* **Directions**
Could you retype the entries exactly as they are?

* **Material for this exercise**

PR #821, opened 2023-01-14
Added target framework to netstandard2.0

maniglia:
Please consider adding netstandard2.0 as a target framework if you can.

### DIFF
--- a/src/MediatR/IStreamRequestHandler.cs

* **Your solution**
PR #821, opened 2023-01-14
Added target framework to netstandard2.0

maniglia:
Please consider adding netstandard2.0 as a target framework if you can.

### DIFF
--- a/src/MediatR/IStreamRequestHandler.cs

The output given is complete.